Exercise description >>
Copy every record exactly. Nothing may be skipped.

Records for the exercise below:

PR #3808, opened 2021-03-02
Hide publish button when video publishing is unavailable

### LINKED ISSUE #3807: Hide publish button when video quota is 0
The publish button in the right corner is always shown.

A) When a user is not logged in it should be hidden if the video quota is 0 for new users.
B) When a user is logged in it should be hidden if the video quota is 0 for the current user.

The button is one of few buttons and therefore takes a lot of user focus. And when clicked on the button (when video quota is 0) it looks like something isn't working properly.

kontrollanten:
## Description
Hides publish button, top right corner, when uploads are disabled.

## Related issues
Closes #3807 

## Has this been tested?

1) Set video quota for new users to unlimited.
1) Logout.
1) See the upload button.

1) Set video quota for new users to 0.
1) Logout.
1) Don't see the upload button.

1) Set the video quota for new users to 0.
1) Set the video quota for a particular user to unlimited.
1) Login as that user.
1) See the publish button.

## Screenshots

image

### DIFF
--- a/client/src/app/app.component.ts
+++ b/client/src/app/app.component.ts
@@ -116,11 +116,9 @@ export class AppComponent implements OnInit, AfterViewInit {
   }
 
   isUploadEnabled () {
-    if (this.authService.isLoggedIn()) {
-      return this.authService.getUser().videoQuota !== 0
-    } else {
-      return this.serverConfig.user.videoQuota !== 0
-    }
+    return this.authService.isLoggedIn()
+      ? this.authService.getUser().videoQuota !== 0
+      : this.serverConfig.user.videoQuota !== 0
   }
 
   hideBroadcastMessage () {
--- a/client/src/app/app.component.ts
+++ b/client/src/app/app.component.ts
@@ -115,6 +115,14 @@ export class AppComponent implements OnInit, AfterViewInit {
     return this.authService.isLoggedIn()
   }
 
+  isUploadEnabled () {
+    if (this.authService.isLoggedIn()) {
+      return this.authService.getUser().videoQuota !== 0
+    } else {
+      return this.serverConfig.user.videoQuota !== 0
+    }
+  }
+
   hideBroadcastMessage () {
     peertubeLocalStorage.setItem(AppComponent.BROADCAST_MESSAGE_KEY, this.serverConfig.broadcastMessage.message)
 
--- a/client/src/app/header/header.component.ts
+++ b/client/src/app/header/header.component.ts
@@ -7,5 +7,5 @@ import { Component, Input } from '@angular/core'
 })
 
 export class HeaderComponent {
-  @Input() showPublishButton: boolean
+  @Input() showPublishButton = true
 }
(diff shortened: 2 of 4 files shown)


client/src/app/header/header.component.ts
```diff
@@ -1,9 +1,11 @@
...
 
 @Component({
   selector: 'my-header',
   templateUrl: './header.component.html',
   styleUrls: [ './header.component.scss' ]
 })
 
-export class HeaderComponent {}
+export class HeaderComponent {
+  @Input() showPublishButton: boolean
```
rigelk, line 10:
```suggestion
  @Input() showPublishButton = true
```

client/src/app/app.component.ts
```diff
@@ -115,6 +115,14 @@ export class AppComponent implements OnInit, AfterViewInit {
     return this.authService.isLoggedIn()
   }
 
+  isUploadEnabled () {
+    if (this.authService.isLoggedIn()) {
+      return this.authService.getUser().videoQuota !== 0
+    } else {
+      return this.serverConfig.user.videoQuota !== 0
+    }
```
rigelk, line 123:
```suggestion
    return this.authService.isLoggedIn()
      ? this.authService.getUser().videoQuota !== 0
      : this.serverConfig.user.videoQuota !== 0
```

rigelk (changes requested):

kimsible:
Hmm hiding the publish is now in the user scenario @rigelk ?

https://github.com/Chocobozzz/PeerTube/pull/3357#issuecomment-733666215

rigelk:
The user is logged in and doesn't have any quota, that's not the same situation.

kontrollanten:
What's the status of this? Is there anything I can do?

Chocobozzz:
Sorry for the late review/answer @kontrollanten

Hiding the upload button has already been discussed in https://github.com/Chocobozzz/PeerTube/pull/3357 so it's not a feature we want to implement.

What I can do is to add a `userInformationLoaded` plugin hook, and a `getServerConfig` helper on the client so admins can create/install a plugin that hides this upload button depending on their need.

kimsible:
> Sorry for the late review/answer @kontrollanten
> 
> Hiding the upload button has already been discussed in #3357 so it's not a feature we would like to implement.
> 
> What I can do is to add a `userInformationLoaded` plugin hook, and a `getServerConfig` helper on the client so admins can create/install a plugin that hides this upload button depending on their need.

Thanks @Chocobozzz, sounds a very good compromise.

>> In my opinion the real problem is that publish button is confusing with the search box at left, we may click on the publish button to run a search.

> This is exactly the problem we're facing. But that's a separate issue then I guess.

Yep @kontrollanten it has been reported by some of our members too. If it can help we tried to hack it with a simple CSS override but you'll have a problem with the main container search and the auto-complete will not follow. So yes, in my opinion, the only way to resolve properly this issue (or center the search box ? many things could actually be proposed) is to edit the template angular source file.

Chocobozzz:
> This is exactly the problem we're facing. But that's a separate issue then I guess.

A UX work on the header is planned

> What I can do is to add a userInformationLoaded plugin hook, and a getServerConfig helper on the client so admins can create/install a plugin that hides this upload button depending on their need.

Done in https://github.com/Chocobozzz/PeerTube/commit/7bc572c7531580600d02b4fc5f1b6cf54df139f0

End of Records for the exercise.

Task result >>
PR #3808, opened 2021-03-02
Hide publish button when video publishing is unavailable

### LINKED ISSUE #3807: Hide publish button when video quota is 0
The publish button in the right corner is always shown.

A) When a user is not logged in it should be hidden if the video quota is 0 for new users.
B) When a user is logged in it should be hidden if the video quota is 0 for the current user.

The button is one of few buttons and therefore takes a lot of user focus. And when clicked on the button (when video quota is 0) it looks like something isn't working properly.

kontrollanten:
## Description
Hides publish button, top right corner, when uploads are disabled.

## Related issues
Closes #3807 

## Has this been tested?

1) Set video quota for new users to unlimited.
1) Logout.
1) See the upload button.

1) Set video quota for new users to 0.
1) Logout.
1) Don't see the upload button.

1) Set the video quota for new users to 0.
1) Set the video quota for a particular user to unlimited.
1) Login as that user.
1) See the publish button.

## Screenshots

image

### DIFF
--- a/client/src/app/app.component.ts
+++ b/client/src/app/app.component.ts
@@ -116,11 +116,9 @@ export class AppComponent implements OnInit, AfterViewInit {
   }
 
   isUploadEnabled () {
-    if (this.authService.isLoggedIn()) {
-      return this.authService.getUser().videoQuota !== 0
-    } else {
-      return this.serverConfig.user.videoQuota !== 0
-    }
+    return this.authService.isLoggedIn()
+      ? this.authService.getUser().videoQuota !== 0
+      : this.serverConfig.user.videoQuota !== 0
   }
 
   hideBroadcastMessage () {
--- a/client/src/app/app.component.ts
+++ b/client/src/app/app.component.ts
@@ -115,6 +115,14 @@ export class AppComponent implements OnInit, AfterViewInit {
     return this.authService.isLoggedIn()
   }
 
+  isUploadEnabled () {
+    if (this.authService.isLoggedIn()) {
+      return this.authService.getUser().videoQuota !== 0
+    } else {
+      return this.serverConfig.user.videoQuota !== 0
+    }
+  }
+
   hideBroadcastMessage () {
     peertubeLocalStorage.setItem(AppComponent.BROADCAST_MESSAGE_KEY, this.serverConfig.broadcastMessage.message)
 
--- a/client/src/app/header/header.component.ts
+++ b/client/src/app/header/header.component.ts
@@ -7,5 +7,5 @@ import { Component, Input } from '@angular/core'
 })
 
 export class HeaderComponent {
-  @Input() showPublishButton: boolean
+  @Input() showPublishButton = true
 }
(diff shortened: 2 of 4 files shown)


client/src/app/header/header.component.ts
```diff
@@ -1,9 +1,11 @@
...
 
 @Component({
   selector: 'my-header',
   templateUrl: './header.component.html',
   styleUrls: [ './header.component.scss' ]
 })
 
-export class HeaderComponent {}
+export class HeaderComponent {
+  @Input() showPublishButton: boolean
```
rigelk, line 10:
```suggestion
  @Input() showPublishButton = true
```

client/src/app/app.component.ts
```diff
@@ -115,6 +115,14 @@ export class AppComponent implements OnInit, AfterViewInit {
     return this.authService.isLoggedIn()
   }
 
+  isUploadEnabled () {
+    if (this.authService.isLoggedIn()) {
+      return this.authService.getUser().videoQuota !== 0
+    } else {
+      return this.serverConfig.user.videoQuota !== 0
+    }
```
rigelk, line 123:
```suggestion
    return this.authService.isLoggedIn()
      ? this.authService.getUser().videoQuota !== 0
      : this.serverConfig.user.videoQuota !== 0
```

rigelk (changes requested):

kimsible:
Hmm hiding the publish is now in the user scenario @rigelk ?

https://github.com/Chocobozzz/PeerTube/pull/3357#issuecomment-733666215

rigelk:
The user is logged in and doesn't have any quota, that's not the same situation.

kontrollanten:
What's the status of this? Is there anything I can do?

Chocobozzz:
Sorry for the late review/answer @kontrollanten

Hiding the upload button has already been discussed in https://github.com/Chocobozzz/PeerTube/pull/3357 so it's not a feature we want to implement.

What I can do is to add a `userInformationLoaded` plugin hook, and a `getServerConfig` helper on the client so admins can create/install a plugin that hides this upload button depending on their need.

kimsible:
> Sorry for the late review/answer @kontrollanten
> 
> Hiding the upload button has already been discussed in #3357 so it's not a feature we would like to implement.
> 
> What I can do is to add a `userInformationLoaded` plugin hook, and a `getServerConfig` helper on the client so admins can create/install a plugin that hides this upload button depending on their need.

Thanks @Chocobozzz, sounds a very good compromise.

>> In my opinion the real problem is that publish button is confusing with the search box at left, we may click on the publish button to run a search.

> This is exactly the problem we're facing. But that's a separate issue then I guess.

Yep @kontrollanten it has been reported by some of our members too. If it can help we tried to hack it with a simple CSS override but you'll have a problem with the main container search and the auto-complete will not follow. So yes, in my opinion, the only way to resolve properly this issue (or center the search box ? many things could actually be proposed) is to edit the template angular source file.

Chocobozzz:
> This is exactly the problem we're facing. But that's a separate issue then I guess.

A UX work on the header is planned

> What I can do is to add a userInformationLoaded plugin hook, and a getServerConfig helper on the client so admins can create/install a plugin that hides this upload button depending on their need.

Done in https://github.com/Chocobozzz/PeerTube/commit/7bc572c7531580600d02b4fc5f1b6cf54df139f0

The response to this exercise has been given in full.